O discurso sobre o uso dos corpos femininos e seus prazeres, imposto de cima para baixo, sobretudo a partir do século XVII, expressa-se através de uma apologia que lisonjeia a mulher para melhor submetê-la. A Reforma protestante e a Contra-Reforma católica, introduzindo mais austeridade nos costumes, dão o tom severo dos discursos, e a mulher torna-se o alvo preferido dos pregadores que subiam ao púlpito para acusá-la de luxúria. Com origem no Gênesis, o mito da mulher voluptuosa e perversa atravessa com momentos de exaltação os primeiros séculos do cristianismo até o século XVII, período da fulminação eclesiástica contra o sexo.

Uma abundante produção de “panegíricos” (obras elogiosas) encobria o pretexto de melhor domesticar a mulher dentro do casamento, e para tal fim se fazia necessário eleger um modelo feminino de corpo obediente e recatado, e carnes tristes. Para louvar esta mulher, determinava-se com clareza o seu avesso: “... as que estão sujeitas e muito apegadas a seus sentidos...” na descrição do pregador frei Antonio de Pádua, em 1783. Nestas, um manual de confissão de 1794 há de admoestar”... “o vão, o supérfluo, o desavergonhado adorno... seus enfeites enganosos, seus unguentos olorosos e outros mil embeiecos e embustes que usam para chamar atenção dos homens”. Queixando-se do que considera “provocação intolerável”, o confessor Manuel de Ar- ceniaga segue condenando “a nudez dos peitos... e as desculpas que aparentam cobri-los com gazes e panos transparentes, porque não os ocultam nem cobrem, antes com estes enganos artificiosos,, provocam, atraem e chamam mais atenção”. A necessidade de recato é uma regra. “Se alguma mulher se fardar com alvaiade ou outro enfeite para agradar a outros que não seu marido, imponha-se-lhe três anos de penitência”, declara ainda Arceniaga. Além de perseguir a exibição de “seios e tetas”, que a Reforma irá associar à piostiiuição, a Igreja vai ao encalço da ostentação dos pés femininos, pois que “espicaçavam os aguilhões da carne”.

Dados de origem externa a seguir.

PR #903, opened 2026-06-29
fix(engine): roll the txn_commit resolve back to Prepared when a durable commit step sheds (#801)

### LINKED ISSUE #801: [high] txn_commit resolves the lifecycle to Committed before the real append is durable and never rolls back on a STEP A/A2/A3 failure, so a same-process retry fabricates a success offset without appending
## The defect

`Engine::txn_commit` (crates/ironbus-server/src/engine.rs:4197-4246) decides the lifecycle FIRST and mutates the in-memory table before any durable IO:

```rust
let decision = {
    let store = self.ensure_txn_store()?;
    store.table_mut().commit(txn_id, now).map_err(EngineError::Txn)?   // moves Prepared -> Resolved(Committed) NOW
};
```

`TxnTable::resolve` (crates/ironbus-core/src/txn.rs:413-419) removes the txn from the prepared set and inserts the resolved tombstone synchronously — so the table reads Committed before STEP A runs:

```rust
let real_offset = self.commit_real_append(txn_id, &half)?; // STEP A (write, no fsync)
self.flush_txn_commit_dedup()?;                            // A2
self.commit_batch()?;                                      // A3
```

STEP A routes through `append_no_sync_seq` -> `append_no_sync`, which can return the NON-FATAL `StorageError::AtCapacity` (engine.rs:71 documents it; `EngineError::is_fatal` at engine.rs:825 deliberately excludes it), so the engine stays alive after the error. On that `?`, the table is left Committed — and unlike `txn_prepare`, which rolls back its in-memory prepare on a durable-write failure:

```rust
// engine.rs:4163 (txn_prepare)
let _ = store.table_mut().rollback(txn_id, now);
```

`txn_commit` performs no such rollback. The buffered payload survives, because it is only dropped in `mark_committed`/`append_op` (crates/ironbus-storage/src/txn.rs:725), which is STEP B and is never reached.

A same-process retry then re-enters `commit()`, finds the resolved tombstone, and takes the benign arm:

```rust
ironbus_core::txn::ResolveDecision::AlreadyResolved => {
    Ok(self.dedup_offset_for(txn_id))   // returns WITHOUT re-appending
}
```

Since STEP A never recorded the txn pseudo-producer seq high-water, `dedup_offset_for` (engine.rs:4341-4347) hits its fallback:

```rust
_ => self.log.flushed_offset(),
```

returning the current durable head — a fabricated offset that points at an unrelated record — for a message that was never written.

## Impact

A routine, non-fatal storage rejection during commit (e.g. the at-capacity byte-cap shed, or any A/A2/A3 error that leaves the engine alive) leaves the broker reporting the transaction as committed-and-appended while the payload is absent from the real stream within the running process. The retried commit masks the failure as success and returns an offset belonging to a different message. This is a silent exactly-once violation — committed-as-success but lost — for the life of the process. A full restart heals it (the durable half record replays as Prepared and re-drives the commit, deduped by the txn-id seq), but the same-process window has no re-drive: the preserved buffer is never consulted by the `AlreadyResolved` arm. The asymmetry with `txn_prepare`, which rolls back on storage failure, is the tell.

## Proposed fix

Mirror `txn_prepare`'s rollback-on-failure: on any error from STEP A/A2/A3, roll back the in-memory `table.commit()` (back to Prepared) before returning the error, so a retry re-drives the real append. Equivalently, resolve the in-memory lifecycle to Committed only AFTER the durable op-marker (STEP B) — or at least after A3 makes the record durable — succeeds. Either keeps the table consistent with what is durable and lets a retry re-append the still-buffered payload instead of fabricating an `AlreadyResolved` success.

## How to verify/test

Add an engine test that injects a non-fatal storage error (e.g. `AtCapacity`) on the real-stream append during `txn_commit` of a prepared txn, asserts the error is surfaced, then (without restarting) asserts a retried `txn_commit`: (1) does NOT return `AlreadyResolved`/a fabricated offset, and (2) re-drives the real append once the condition clears, producing exactly one durable record at the returned offset. Also assert the table state is back to Prepared (not Resolved) after the failed first attempt.

ELares:
## What

Closes #801 (high). 2nd of the 16 high-severity audit findings in milestone #30.

`Engine::txn_commit` decided the lifecycle **first**: `TxnTable::commit` moved the txn `Prepared → Resolved(Committed)` **in memory before** the durable STEP A/A2/A3 (real append, dedup-seq flush, record fsync). Unlike `txn_prepare` — which rolls back its in-memory prepare on a durable-append failure — `txn_commit` did **no** rollback on a STEP A/A2/A3 error.

STEP A routes through `append_no_sync`, which can return the **non-fatal** `StorageError::AtCapacity` (the byte-cap shed; `EngineError::is_fatal` deliberately excludes it), so the engine stays alive with the table left **Committed over a record that was never written** and the buffered payload still present (dropped only in STEP B's `mark_committed`, never reached).

A same-process retry then re-entered `commit()`, found the resolved tombstone, took the benign `AlreadyResolved` arm, and returned `dedup_offset_for(txn_id)` **without re-appending**. Since STEP A never recorded the txn pseudo-producer seq high-water, `dedup_offset_for` hit its `log.flushed_offset()` fallback — **a fabricated offset pointing at an unrelated record** — for a message that was never written. A routine byte-cap shed during commit thus reported the txn committed-and-appended while the payload was absent, and the retry masked the failure as success: **a silent exactly-once violation (committed-as-success but lost)** for the life of the process. The asymmetry with `txn_prepare` (which rolls back) was the tell.

## Fix

Mirror `txn_prepare`'s rollback-on-failure:

- New `TxnTable::revert_resolved_to_prepared(txn_id, now)` (core) moves a just-resolved tombstone back to `Prepared` (re-aged at `now`; within the `max_prepared` cap because the resolve just freed this id's own slot; a no-op if the id isn't a resolved tombstone).
- Factor STEP A/A2/A3 into `Engine::commit_durable_steps`, and on **any** error from it, call `revert_resolved_to_prepared` before surfacing the error. The table then reflects what is durable (nothing), so a same-process retry re-enters the fresh `Resolved` arm and re-drives the real append (deduped by the txn-id seq if STEP A had recorded it) — exactly one durable record either way.
- **STEP B (`mark_committed`) failure is unchanged**: the record is already durable, so the retry's `AlreadyResolved` returns the now-correct offset and a reopen re-commits deduped — both safe. Only A/A2/A3 (record-not-durable) get the rollback.

## Test

`a_commit_whose_durable_append_sheds_rolls_back_to_prepared_and_never_fabricates_a_success`: a `txn_commit` whose real append sheds the non-fatal `AtCapacity` surfaces the error, leaves the txn **still Prepared** (`txn_prepared_count` stays 1, not 0), appends **no phantom record** (durable head unchanged), and a same-process retry **sheds again** — never fabricating an `AlreadyResolved` success offset; the un-committed payload never reaches a consumer. (Pre-fix: `prepared_count` would be 0 and the retry would return `Ok` with the fabricated head offset.)

## Verification

- `cargo fmt --check` clean
- `cargo clippy -p ironbus-core -p ironbus-server --all-targets -- -D warnings -W clippy::pedantic` clean
- `cargo test -p ironbus-core` (453+) and `cargo test -p ironbus-server` (908+) — all pass, incl. the new regression and the existing txn 2PC suite

### DIFF
--- a/crates/ironbus-core/src/txn.rs
+++ b/crates/ironbus-core/src/txn.rs
@@ -441,20 +441,27 @@ impl TxnTable {
 
     /// Reverts a txn THIS process just freshly resolved (a [`ResolveDecision::Resolved`] returned by
     /// [`TxnTable::commit`]/[`TxnTable::rollback`]) back to `Prepared`, so the caller can UNDO an
-    /// in-memory resolve whose durable commit steps then FAILED (#801). Mirrors how
-    /// `Engine::txn_prepare` rolls back its in-memory prepare on a durable-append failure: the table is
-    /// kept consistent with what is actually durable, so a same-process retry re-enters the fresh
+    /// in-memory resolve whose durable commit steps then FAILED (#801): the table is kept consistent
+    /// with what is actually durable, so a same-process retry re-enters the fresh
     /// [`ResolveDecision::Resolved`] arm and re-drives the real append — instead of taking the benign
     /// [`ResolveDecision::AlreadyResolved`] arm and fabricating a success offset for a record that was
     /// never written.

“Que mulher nenhuma vá às igrejas de saia tão alta que lhe apareçam os artelhos dos pés e com as saias à maneira de degraus de sepultura aparecendo a mais inferior, nova moda que com escândalo de toda a modéstia e honestidade tem introduzido o demônio”, reza a carta pastoral de D. Antonio de Toledo em 1773.

Deseja-se fechar a mulher na armadura da aparência para que ela não seja a imagem falaciosa de si mesma. A este modelo de desordem sensual contrapõe-se a necessidade de recato que deve ser obedecida mesmo à força.

Num processo paulista de divórcio em 1756, o juiz aconselha ao marido: “Fazendo a mulher o contrário de amar e respeitar o marido é permitido a este reger e aconselhar sua mulher, e ainda castigá-la moderadamente se merece...” Se o castigo não for humano ministrado pelo marido, ele será divino.

A mulher que deseja escapar aos castigos celestiais ou temporais deve estar enquadrada no casamento, e nele “... deve estar sujeita ao seu marido... deve reverenciar-lhe, querer-lhe e obsequiar-lhe. Deve inclinar-se ao séquito da virtude e com seu exemplo e paciência ganhá-lo para Deus. Não deve fazer coisa alguma sem seu conselho. Deve abster-se de pompas e gastos supérfluos e usar de vestido honesto conforme seu estado e condição de cristã”. (Manuel de Arceniaga).

O autor da Instrução às senhoras casadas para viverem em paz e quietação com seus maridos, obra de 1782, ainda emenda: “Quando o marido a corrigir de alguma coisa mostre-se-lhe agradecida a seu bom afeto e receba a correção com humildade”.

Diogo de Paiva de Andrade, autor do século XVII, também faz eco às admoestações da Igreja quando aconselha em seu livro “O casamento Perfeito”: “A mulher nem há de ver, nem há de ser vista principalmente quando estiver muito enfeitada, porque ambas estas causas costumam provocar desonestidade”.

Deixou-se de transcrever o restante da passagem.